Abstract

Psychoanalytic theory and practice are arguably much less central and influential in psychiatric practice today than at the height of their influence in the mid-20th century, when many leaders and influential institutions were simultaneously psychoanalytic and psychiatric. Yet, where would we be today, as training and practicing psychiatrists, without a psychodynamic orientation to our work? When we treat our patients, we attempt to understand their issues and problems, develop helpful and healing relationships with them, communicate with them and sometimes other treaters and carers, all the while reflecting on the position we hold as the treater, and the role we are playing in a certain context, whether this is in a clinic or institution. The more reflective and insightful we are about the treatment situation, the more effective we can be. We rely on models of understanding, and as medical specialists we are influenced strongly by Engel’s (1977) biopsychosocial model, along with the psychodynamic orientation, which I would argue is a fruitful legacy of the influence of psychoanalysis upon the formation of modern psychiatry through the 20th century, as diffuse and complex as this influence may be.
Elaborating upon the psychodynamic orientation, we can draw reference to a group of basic assumptions:
That the individual’s past continues to have an active part to play in ongoing adaptation, maturational development and biopsychosocial functioning throughout life.
That experiences can lead to significant impact, as key life events or traumata, that affect emotional development, the development of personality or a sense of self, and may remain unresolved for the individual and lead to conflicts and defensive positions in their interpersonal functioning that repeat in their present-day life.
That the mind or psyche is structured in a way that many aspects of the individual’s sense of self and way of relating to others is unconscious or not in the person’s conscious awareness. This includes the person’s patterns of relating to others, experiencing emotions and experiencing themselves.
That every individual attempts to understand their relationships, themselves, their past and their broader existence in many ways, through memories, narratives and beliefs, and that these can be explored and discussed in a clinical situation.
That clinical problems in psychiatry can often be an interplay between biological, psychological and social factors and that the psychodynamic approach can assist in understanding and formulating the interplay of these factors.
That conflicts, defensive positions and distortions in the individual’s psychological functioning are amenable to clinical exploration and intervention by engaging the individual in therapeutic dialogue and relationship.

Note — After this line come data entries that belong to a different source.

PR #2102, opened 2019-04-16
MeshBase::add_elem_integer() API

### LINKED ISSUE #2095: Add two integers to Elem
We have a need for two `unsigned int`s to get added to `Elem`.  I propose: `user_id1` and `user_id2`.  This will be controlled with `--enable-extra-elem-ids` at configure time (and configured to `false` by default).  These IDs will be user settable - but otherwise will act just like `subdomain_id` and `unique_id`.

This is something that we've had to engineer around for a long time in one of our applications (Rattlesnake) and there's just no reason for it.

Eventually maybe https://github.com/libMesh/libmesh/issues/1439 will obviate the need for this (maybe)... but there's no reason to wait for that.

roystgnr:
This could use a few more convenience APIs and overloads (looking up an already-added index by name, adding multiple integers in one call), but the basic functionality ought to be sufficiently functional to close #2095, and getting the sneaky _idx_buf work correct was difficult enough that I want to get CI (and @YaqiWang and @friedmud if they have time) taking a look at it right away.

It was passing my own tests fine just a minute ago, so hopefully my interactive rebase cleanup didn't screw anything up and it'll be ready to merge when moosebuild is happy too.

### DIFF
--- a/tests/mesh/extra_integers.C
+++ b/tests/mesh/extra_integers.C
@@ -46,6 +46,8 @@ protected:
 
     // Request some extra integers before building
     unsigned int i1 = mesh.add_elem_integer("i1");
+    unsigned int ni1 = mesh.add_node_integer("ni1");
+    unsigned int ni2 = mesh.add_node_integer("ni2");
 
     MeshTools::Generation::build_line(mesh,
                                       /*nx=*/10,
@@ -60,18 +62,34 @@ protected:
         CPPUNIT_ASSERT_EQUAL(elem->get_extra_integer(i1), dof_id_type(elem->point(0)(0)*100));
       }
 
+    for (const auto & node : mesh.node_ptr_range())
+      {
+        CPPUNIT_ASSERT_EQUAL(node->n_extra_integers(), 2u);
+        CPPUNIT_ASSERT_EQUAL(node->get_extra_integer(ni1), DofObject::invalid_id);
+        CPPUNIT_ASSERT_EQUAL(node->get_extra_integer(ni2), DofObject::invalid_id);
+      }
+
     // Force (in parallel) a different partitioning - we'll simply put
     // everything on rank 0, which hopefully is not what our default
     // partitioner did!
     mesh.partition(1);
 
     CPPUNIT_ASSERT_EQUAL(i1, mesh.add_elem_integer("i1"));
+    CPPUNIT_ASSERT_EQUAL(ni1, mesh.add_node_integer("ni1"));
+    CPPUNIT_ASSERT_EQUAL(ni2, mesh.add_node_integer("ni2"));
 
     // Make sure we didn't screw up any extra integers thereby.
     for (const auto & elem : mesh.element_ptr_range())
       {
         CPPUNIT_ASSERT_EQUAL(elem->n_extra_integers(), 1u);
         CPPUNIT_ASSERT_EQUAL(elem->get_extra_integer(i1), dof_id_type(elem->point(0)(0)*100));
+      }
+
+    for (const auto & node : mesh.node_ptr_range())
+      {
+        CPPUNIT_ASSERT_EQUAL(node->n_extra_integers(), 2u);
+        CPPUNIT_ASSERT_EQUAL(node->get_extra_integer(ni1), DofObject::invalid_id);
+        CPPUNIT_ASSERT_EQUAL(node->get_extra_integer(ni2), DofObject::invalid_id);
       }
 
 #ifdef LIBMESH_ENABLE_AMR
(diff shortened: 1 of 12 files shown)


pbauman:
`-Werror` FTW:

<pre>
In file included from ./include/libmesh/dof_object.h:26:0,
                 from /femputer/pbauman/civet_build_testing_root/libMesh/src/base/dof_object.C:23:
/femputer/pbauman/civet_build_testing_root/libMesh/src/base/dof_object.C: In member function ‘void libMesh::DofObject::unpack_indexing(std::__debug::vector<long unsigned int>::const_iterator)’:
/femputer/pbauman/civet_build_testing_root/libMesh/src/base/dof_object.C:597:61: error: comparison between signed and unsigned integer expressions [-Werror=sign-compare]
                  (std::abs(dof_id_signed_type(_idx_buf[0])) <= _idx_buf.size()));
                   ~~~~~~~~~~~~~~~~~~~~~~~~~~~~~~~~~~~~~~~~~~^~~~~~~~~~~~~~~~~~
./include/libmesh/libmesh_common.h:276:11: note: in definition of macro ‘libmesh_assert_msg’
     if (!(asserted)) {                                                  \
           ^~~~~~~~
/femputer/pbauman/civet_build_testing_root/libMesh/src/base/dof_object.C:596:3: note: in expansion of macro ‘libmesh_assert’
   libmesh_assert(_idx_buf.empty() ||
   ^~~~~~~~~~~~~~
</pre>

roystgnr:
Wow, I really need to get in the habit of always turning that on myself.  Thanks!

roystgnr:
In my defense, this instance of -Wsign-compare is pretty clearly overkill.  std::abs() of a signed type will always fit in the corresponding unsigned type.

roystgnr:
On the bright side, since I had a bug to fix anyway I figured I might as well add another feature, and since I was adding another feature I figured I might as well add more new unit tests for it, and while I was adding more new unit tests I discovered multiple horrible bugs in the previous new unit tests, so that'll be nice to fix before committing.

YaqiWang:
Thanks @roystgnr. I want double check one thing: I can call `set_extra_integer` when I add an element in the mesh during mesh generation, providing that I call `add_elem_integer` in the mesh beforehand, right?

roystgnr:
That depends on your definition of "when": the Mesh allocates extra integer space when you call add_elem() or insert_elem(), so you'll have to set_extra_integer() after making one of those calls.

tests/mesh/extra_integers.C
```diff
@@ -0,0 +1,100 @@
...
+    MeshRefinement mr(mesh);
+    mr.uniformly_refine(1);
+
+    // Make sure the old elements have the same integers and the new
+    // elements have be initialized as undefined.
+    for (const auto & elem : mesh.element_ptr_range())
+      {
+        CPPUNIT_ASSERT_EQUAL(elem->n_extra_integers(), 1);
+        if (elem->level())
+          CPPUNIT_ASSERT_EQUAL(elem->get_extra_integer(i1), DofObject::invalid_id);
```
YaqiWang: Can we change the default behavior to let the child element inherit the integers in its parent element?

tests/mesh/extra_integers.C
```diff
@@ -0,0 +1,100 @@
...
+  CPPUNIT_TEST_SUITE_END();
+
+protected:
+  // Helper function called by the test implementations, saves a few lines of code.
+  void test_helper_1D(ElemType elem_type)
+  {
+    Mesh mesh(*TestCommWorld, /*dim=*/2);
+
+    // Request some extra integers before building
+    unsigned int i1 = mesh.add_extra_integer("i1");
```
YaqiWang: Should this be `add_elem_integer`?

YaqiWang: Not sure if a function like `get_extra_integer_index(const std::string &)` will be useful. I guess it does not hurt to add it.

roystgnr: Yeah, this is one of the completely broken things I'm up late fixing right now.  :-)

tests/mesh/extra_integers.C
roystgnr: Hm... yeah, that won't take much more work.

tests/mesh/extra_integers.C
roystgnr: get_elem_integer_index would be helpful for debugging?  add_extra_integer *already* gives that functionality, since you can call it multiple times with the same name and it'll return the same index value, but doing so is dangerous, since following ```add_extra_integer("correct_name")``` with ```add_extra_integer("corect_name")``` will just silently add a new integer with the wrong name and return the index for that.  With a "get_elem_integer_index" we could actually assert that the requested name exists.

YaqiWang: `get_elem_integer_index` can be const. It was in my mind that adding the integer is in the mesh generation, while the integer can be used in a material. The material does not needs to know the integer, but hard-coding a name for the integer is better. Actually this may not be important because I can find a place to store the index and have a meaningful function such as `getMaterialIDIndex` to retrieve it.

roystgnr:
Ok, this should be ready to merge today unless there are any objections or any more good suggestions.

As such, a psychodynamic approach to clinical work involves the clinician paying attention to a range of issues when he or she sees a patient (see Shedler, 2010: 99–100). This includes an exploration of the person’s developmental history and the identification of recurring themes and patterns in the individual’s narrative accounts of past experiences. It involves a focus on affect, emotional expression and the person’s inner life (wishes and fantasies). It also involves a focus on the relationships in the individual’s life, both inside the room with the clinician, and outside, past and present. And finally, it involves the exploration of any attempts to avoid distressing thoughts and feelings.
When training psychiatrists learn about psychodynamics, there may be some trepidation and ambivalence. In Australia and New Zealand, trainees undertake a ‘long case’, where they deliver a weekly psychodynamic psychotherapy treatment for nearly a year, fitting this in alongside their regular training role. These training psychiatrists might have negative perceptions or feelings about this: the complexity and depth of the work, the peripheral or obscure place it seems to hold in relation to their broader training role, the seemingly antiquated or esoteric body of theory with which they are confronted. But these trainees might also welcome the opportunity to be more reflective, in-depth and relational in their treatment, undertaking a process of experiential learning supported by an experienced supervisor. They will learn ways to reflect on their own emotional responses to their patient (countertransference), the patterns of emotional relating that govern that patient’s life, both in the treating room (transference) and in that patient’s present-day life, all the while informed by an in-depth exploration of the patient’s developmental history.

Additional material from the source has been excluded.